Top of Data in this exercise

PR #262, opened 2021-06-24
feature/cors

iamcaleberic:
PR: 

- Allows Cross-Origin requests to support gui

Checklist
- [x] Default values for headers and methods
- [x] Reduce required cor flags to two
- [x] Add tests


src/routes/tags.rs
```diff
@@ -0,0 +1,29 @@
+use rocket_contrib::json::{Json, JsonValue};
+
+#[options("/v2/<repo_name>/tags/list")]
+pub fn options_tags(
+    repo_name: String,
+) -> Json<JsonValue> {
```
amouat, line 6: I think it should CORS requests should have an empty body, not {}

src/routes/mod.rs
```diff
@@ -114,3 +128,8 @@ fn no_auth(_req: &Request) -> Authenticate {
 fn login(auth_user: ValidBasicToken, tc: State<TrowConfig>) -> Result<TrowToken, Error> {
     trow_token::new(auth_user, tc).map_err(|_| Error::InternalError)
 }
+
+#[options("/login")]
```
amouat, line 132: Do we really need to add options everywhere? Can't we do it in the fairing? I saw https://github.com/SergioBenitez/Rocket/issues/25#issuecomment-313895086

amouat (commented):
I'm not sure about this. Ideally I don't want to add all these OPTIONS methods unless there's no other choice. Can't we handle it in the fairing? I did see some conversation here https://github.com/SergioBenitez/Rocket/issues/25#issuecomment-313895086

amouat:
Also we need an e2e test here. We need to run Trow with CORS on, send an OPTIONS request and see the headers come back. And also verify that they're not on non-options requests or when CORS isn't on.

src/main.rs
```diff
@@ -196,6 +196,11 @@ Must be used with --hub-token or --hub-token-file")
             .help("Location of file with token that can be used for accessing the Docker Hub, used when proxying Docker Hub images")
             .takes_value(true)
         )
+        .arg(
+            Arg::with_name("enable-cors")
+                .long("enable-cors")
+                .help("Enable Cross-Origin Resource Sharing(CORS) requests. Default: false")
```
amouat, line 202: Can you remove the "default false" bit? Also add something like "Used to allow access from web apps (e.g. GUIs).", so that people understand why it's there.

amouat (approved):
Can you update the description for the argument? Just to give users a bit more context about why it's there.

This is excellent though, thanks for the changes - I think it's a lot simpler and better than the last version.

src/main.rs
iamcaleberic: Will do.

Issue #270, opened 2021-08-16
Add CLI arg to set log level


amouat:
At the moment the only way to change the log level is to set the RUST_LOG environment variable. This isn't terrible, but:

 - the prefix "RUST" is confusing; users shouldn't need to know about RUST
 - the variable isn't easily discoverable
 - it's not consistent with everything else which is set via cli args
 
The proposal is to add an argument `--log-level` which sets the log level. RUST_LOG can be left in place for backwards compatability but should be overridden by `--log-level`.

PR #275, opened 2021-09-03
Add CLI parameter for setting the log level

rorymalcolm:
Attempt to address https://github.com/ContainerSolutions/trow/issues/270

While I have _some_ Rust experience this is my first time contributing to a project, your issues section is really well maintained with good 'first issue' labels, so thanks for that :)

Happy to expand on any tests, just didn't seem to be that many great hooks into doing assertions.

- Defaults to "ERROR" to match existing behaviour
- Gives RUST_LOG env var priority to match legacy behaviour
- Documents the valid settings

### DIFF
--- a/src/lib.rs
+++ b/src/lib.rs
@@ -34,6 +34,7 @@ use rocket::fairing;
 use std::env;
 use std::fs;
 use std::path::Path;
+use std::str::FromStr;
 use uuid::Uuid;
 
 mod client_interface;
@@ -93,6 +94,7 @@ pub struct TrowConfig {
     token_secret: String,
     user: Option<UserConfig>,
     cors: bool,
+    log_level: String
 }
 
 #[derive(Clone, Debug)]
@@ -143,7 +145,7 @@ fn init_trow_server(
 }
 
 /// Build the logging agent with formatting.
-fn init_logger() -> Result<(), SetLoggerError> {
+fn init_logger(log_level: String) -> Result<(), SetLoggerError> {
     // If there env variable RUST_LOG is set, then take the configuration from it.
     if env::var("RUST_LOG").is_ok() {
         env_logger::from_env(Env::default().default_filter_or("error")).init();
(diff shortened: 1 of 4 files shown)


amouat:
Cool! Thanks a lot. I'll take a look soon :)

amouat:
Hmm, I'm thinking the CLI arg should have priority over the env var. So:
 - if the arg is explicitly set it should override anything in RUST_LOG
 - if the arg isn't set it should use the RUST_LOG value. I'm hoping this can be done by replacing `unwrap_or("error")` in the code.

 We could also print a warning that both are set and conflicting, but this isn't essential.
 
I understand your point about not wanting to change existing behaviour, but as the default is still to use RUST_LOG, I think we should be ok and it will be less surprising behaviour - I can imagine getting bug reports from users complaining the argument doesn't work as they haven't realised the env var is set.

rorymalcolm:
> I understand your point about not wanting to change existing behaviour, but as the default is still to use RUST_LOG, I think we should be ok and it will be less surprising behaviour - I can imagine getting bug reports from users complaining the argument doesn't work as they haven't realised the env var is set.

Yeah this absolutely makes sense, CLI arg is much more explicitly set by the user, `RUST_LOG` can often be accidentally set elsewhere even though its unlikely to be set in prod it could still make development difficult. What about in the case where neither the CLI flag or `RUST_LOG` are set? Just default to `error` as trow was already doing? Can get this logic fixed in the coming days and will reflag for review.

amouat:
Yes, that sounds perfect!

amouat:
Thanks! I'll take a look soon, but it might be a few days.

rorymalcolm:
> This looks good! I'm wondering if it's worth having a short hand e.g. `-l` for it. I might look at what other software does.
> 
> Apologies for taking so long to get to this.

Thanks, fwiw I really dislike `kubectl`'s `--v` flag syntax, I find it unergonomic and cumbersome, `-ll` is nice imo

Issue #168, opened 2020-09-03
Improve Install Docs


amouat:
The current install docs are a bit all over the place:

 -  The kustomize install instructions are under the `install` directory but the Helm instructions are under `docs`. I guess the best solution is to move the kustomize instructions but leave a placeholder in install pointing to the docs guide.
 - The Helm instructions could do with a bit more context and explanation, especially on TLS ingress and domain names. But some of this is already in the Kustomize instructions, so there might be a way to merge the two.
 - We should consider offering users some context of when to choose between the two. For example, would it be fair to say the Kustomize instructions are better for GitOps and if you need finer control?

pradipta:
On it

awoimbee:
Helm is now the only supported way, it's fully automated (auto generated TLS certs and such)

PR #276, opened 2021-09-21
#168 doc improvements and editing out of date api versions.

KianTigger:
Added missing elements to validate-tmpl.yaml. 

Edited yaml files to get rid of warnings about api versions.

In install/install.md changed numbers after “Assuming your cluster has cert-manager installed:” (not 1-6)

In docker/readme.md first changed command to be ‘docker build -f docker/Dockerfile -t trow ..’ 

Added note in trow/quick-install.md noting that clusterrolebinding must be done every time

### DIFF
--- a/charts/trow/templates/ingress.yaml
+++ b/charts/trow/templates/ingress.yaml
@@ -37,6 +37,7 @@ spec:
             backend:
               service:
                 name: {{ $fullName }}
+                port: {{ $svcPort }}
         {{- end }}
   {{- end }}
 {{- end }}
--- a/docs/KUSTOMIZE_INSTALL.md
+++ b/docs/KUSTOMIZE_INSTALL.md
@@ -32,7 +32,7 @@ resources to run in. Update the YAML under `secretGenerator` with the user name 
 want to use for the registry. 
  3) In the same `kustomization.yaml`, update the domain name to the domain you wish to use for your 
  registry. Update the user name to the user name you set in the previous step. 
- 4) Run `kubectl apply -k install/overlays/mycluster` from the install directory.
+ 4) Run `kubectl apply -k overlays/mycluster` from the install directory.
  5) Set the DNS for your domain to point to the IP for your ingress, which you can find with `kubectl get ingress -n trow-example`. Note that in GKE, 
  this IP is subject to change unless you obtain a static IP.
  It may take a moment for the IP address to populate.
@@ -71,7 +71,7 @@ And also uncomment the following under `patchesJson6902` and modify the domain v
         version: v1
 ```
 
- 2) Run `kubectl apply -k install/overlays/mycluster` from the install directory.
+ 2) Run `kubectl apply -k overlays/mycluster` from the install directory.
 
 It would be better to point Kubernetes at the internal Trow service in step 2, but as this isn't
 running over TLS within the internal network in the default install, we need to use the external
@@ -105,7 +105,7 @@ this.
 
 ## Uninstall
 
-This should be as simple as `kubectl delete -k install/overlays/mycluster`  (changing `install/overlays/mycluster`
+This should be as simple as `kubectl delete -k overlays/mycluster`  (changing `overlays/mycluster`
 to the name of your overlay).
 
 ## Troubleshooting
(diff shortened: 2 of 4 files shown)


docs/KUSTOMIZE_INSTALL.md
```diff
@@ -18,30 +18,30 @@ domain name and any special configuration (e.g. ingress). The overlay will refer
...
 appropriate name.
  2) Open the `kustomization.yaml` file. Change the namespace to whatever namespace you want the Trow
 resources to run in. Update the YAML under `secretGenerator` with the user name and password you 
 want to use for the registry. 
  3) In the same `kustomization.yaml`, update the domain name to the domain you wish to use for your 
  registry. Update the user name to the user name you set in the previous step. 
- 2) Run `kubectl apply -k overlays/mycluster` from the install directory.
- 3) Set the DNS for your domain to point to the IP for your ingress, which you can find with `kubectl
- get ingress -n trow`. Note that in GKE, this IP is subject to change unless you obtain a static IP.
+ 4) Run `kubectl apply -k install/overlays/mycluster` from the install directory.
```
amouat, line 35: this isn't right (if you run it from the install directory, you don't need the install bit)

docs/values.yaml
```diff
@@ -0,0 +1,15 @@
+apiVersion: networking.gke.io/v1beta1
```
amouat, line 1: what's this file for? Is it meant to be in the docs directory?

quick-install/validate-tmpl.yaml
```diff
@@ -1,9 +1,12 @@
-apiVersion: admissionregistration.k8s.io/v1beta1
+apiVersion: admissionregistration.k8s.io/v1
 kind: ValidatingWebhookConfiguration
 metadata:
   name: trow-validator
 webhooks:
   - name: validator.trow.io
+    sideEffects: None
+    admissionReviewVersions:
+      - v1beta1
```
amouat, line 9: what does this mean?

amouat (changes requested):
Some nice small improvements and fixes here.

I'm not sure about adding the "install" prefix everywhere. I think it would be cleaner to say at the start "this assumes you are in the install directory" or similar (same for the "docker" directory thing).

Try to keep lines in the md files to a certain length (it's probably about 100 columns?).

docs/values.yaml
KianTigger: This was the example file you would create if you follow the helm install instructions. Thought it might be useful to just have one created as a template? I can remove it if you think it's not needed.

quick-install/validate-tmpl.yaml
KianTigger: I found the information on them here: https://kubernetes.io/docs/reference/access-authn-authz/extensible-admission-controllers/

They are required fields so added the simplest and recommended information. Realised I didn't add correct information for admissionReviewVersions (should be ["v1", "v1beta1"])

QUICK-INSTALL.md
```diff
@@ -23,13 +23,11 @@ compatible with containerd based distributions such as microk8s (see #14).
  - You've cloned or downloaded this repo
  - Port 31000 can be reached on the worker nodes. You may need to edit the network policy or firewall settings if running in the cloud. For example, run the following if using GKE:
 ```
-$ gcloud compute firewall-rules create trow \
-    --allow tcp:31000 \ 
-    --description "Allow inbound Trow registry traffic" \ 
-    --project <project name>
+$ gcloud compute firewall-rules create trow --allow tcp:31000 --description "Allow inbound Trow registry traffic" --project <project name>
```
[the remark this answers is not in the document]
KianTigger: Yeah sorry forgot to mention I would keep getting issues like this. (sent a photo on slack)

charts/trow/templates/ingress.yaml
```diff
@@ -35,8 +35,8 @@ spec:
         {{- range .paths }}
           - path: {{ . }}
             backend:
-              serviceName: {{ $fullName }}
-              servicePort: {{ $svcPort }}
+              service:
+                name: {{ $fullName }}
```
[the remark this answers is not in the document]
KianTigger: I can't remember now but I do remember making a decision to remove the port. I think it might have not worked if I left the port in as $svsPort wasn't valid? But I can't remember how I tested that file anymore unfortunately sorry. 
I've added port: {{$svsPort}} back in and quick install and helm and kustomize seem to work fine.

PR #284, opened 2021-12-27
Update link to kustomize install.

ariyonaty:


amouat:
Good catch, thanks very much!

Apologies for the slowness in merging - I was away over the holiday period.

PR #1404, opened 2022-06-02
added INSTRUCTIONS and CYCLES hardware perf counters on MacOS.

robwyatt:
MacOS has a semi undocumented API in libpthread that returns the INSTRUCTION and CYCLE counts of the calling thread. The API is thread_selfcounts and is available on Intel and Apple Silicon hardware.  Using the API, this PR cleanly integrates with the existing performance counter code and allows those two counters.

For example you can use `--benchmark_perf_counters=INSTRUCTIONS,CYCLES` just like you can on Linux but no external dependencies are required as everything needed is in libpthread.

The performance counter documentation has been updated to reflect this change.

### DIFF
--- a/docs/perf_counters.md
+++ b/docs/perf_counters.md
@@ -1,5 +1,3 @@
-<a name="perf-counters" />
-
 # User-Requested Performance Counters
 
 When running benchmarks, the user may choose to request collection of
@@ -9,14 +7,30 @@ performance improvement matches expectations.
 
 This feature is available if:
 
-* The benchmark is run on an architecture featuring a Performance Monitoring
-  Unit (PMU),
-* The benchmark is compiled with support for collecting counters. Currently,
-  this requires [libpfm](http://perfmon2.sourceforge.net/) be available at build
-  time
+* The benchmark is run on an architecture featuring a Performance Monitoring Unit (PMU),
+* The benchmark is compiled with support for collecting counters. 
+
 
 The feature does not require modifying benchmark code. Counter collection is
 handled at the boundaries where timer collection is also handled. 
+
+The counter values are reported back through the [User Counters](../README.md#custom-counters)
+mechanism, meaning, they are available in all the formats (e.g. JSON) supported
+by User Counters.
+
+## MacOS
+MacOS, on Apple Silicon and Intel, has built in support for per thread instruction 
+and cycle counters. These counters can be queried by the by semi-undocumented API 
+in libpthread `thread_selfcounts`. Benchmark support for these counters is always 
+enabled as it requires no additional dependencies.
+
+To use, pass a comma-separated list of counter names through the 
+`--benchmark_perf_counters` flag. The only available counter names 
+are `CYCLES` and `INSTRUCTIONS`.
+
+## Linux
+Currently, this requires [libpfm](http://perfmon2.sourceforge.net/) be available 
+at build time.
 
 To opt-in:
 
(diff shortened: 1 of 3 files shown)


LebedevRI:
Shouldn't this go into perfmon itself?

robwyatt:
I looked at that but it's a hell of an effort to get perfmon to build on MacOS and support the whole API but it's difficult because it uses read() with a driver provided fd to get data - this is not how MacOS works and from user mode isn't really possible. 

It also seems like software engineering overkill to make a a whole library to wrap a single API that is built in to the OS (the OS already does a lot of work to make those two counters behave the same on both platforms, the counters are thread specific and context switching and processor migration is handled so the counters are rock solid). This PR just calls that API where the perform version calls read(), to me it seems like a fair change and it has zero overhead and zero additional dependencies, ultimately its a 50 line addition, no existing code was changed. I understand if you don't agree but I'd like to hear your thoughts on how to get around the file descriptor/read() problem.

Now, if we had easy access to the whole set of counters then the full library would make sense but the read() problem is not trivial even from kernel mode. Getting access to the the hardware counters on MacOS is a challenge and completely different on Intel and Arm so it would be two completely independent implementations and on top of that kernel drivers are tricky especially on Apple Silicon. On both platforms Apple assume they have sole access to the counters and writing a kernel driver would break things like instruments and the existing profile tools.

Sorry for the long reply, but I did look at all the options and I'm pretty sure this is the best solution.

docs/perf_counters.md
```diff
@@ -1,5 +1,3 @@
-<a name="perf-counters" />
```
dominichamon, line 1: can you leave this in please? (or replace it with the equivalent github markdown anchor method)

src/perf_counters.cc
```diff
@@ -114,6 +114,50 @@ void PerfCounters::CloseCounters() const {
     close(fd);
   }
 }
+#elif defined(BENCHMARK_OS_MACOSX)
```
dominichamon, line 117: i wonder if it's worth splitting this file into perf_counters_linux.cc and perf_counters_osx.cc

(then we can selectively compile on top of using these guards)

src/perf_counters.h
```diff
@@ -35,6 +35,13 @@
 #pragma warning(disable : 4251)
 #endif
 
+#ifdef BENCHMARK_OS_MACOSX
+  //this is the OSX syscall wrapper function, implemented in libpthread, that returns
+  //per thread instruction and cycle counters. The counts remain correct over context
+  //switches and core migrations.
+  extern "C"  int thread_selfcounts(int type, void *buf, size_t nbytes);
```
dominichamon, line 42: is this api stable over osx/libpthread version updates?

dominichamon:
please check the clang format (and any other build failures) :)

src/perf_counters.h
robwyatt: Its been stable for years, it was added in 2017 and is in the source code as syscall 186, its on Intel and Arm versions of MacOS, its technically on the XNU OS's but you'll have a hard time calling it on anything else because of sandboxing.

src/perf_counters.cc
robwyatt: not a bad idea

src/perf_counters.h
dominichamon: SGTM .. thanks for the complete answer.

bafanahub (approved):

dmah42:
@robwyatt did you intend to get back to this?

Bottom of Data in this exercise

Among the entries, find each line that includes the string "anything" and copy it.

• **Your solution**
 - if the arg is explicitly set it should override anything in RUST_LOG
robwyatt: Its been stable for years, it was added in 2017 and is in the source code as syscall 186, its on Intel and Arm versions of MacOS, its technically on the XNU OS's but you'll have a hard time calling it on anything else because of sandboxing.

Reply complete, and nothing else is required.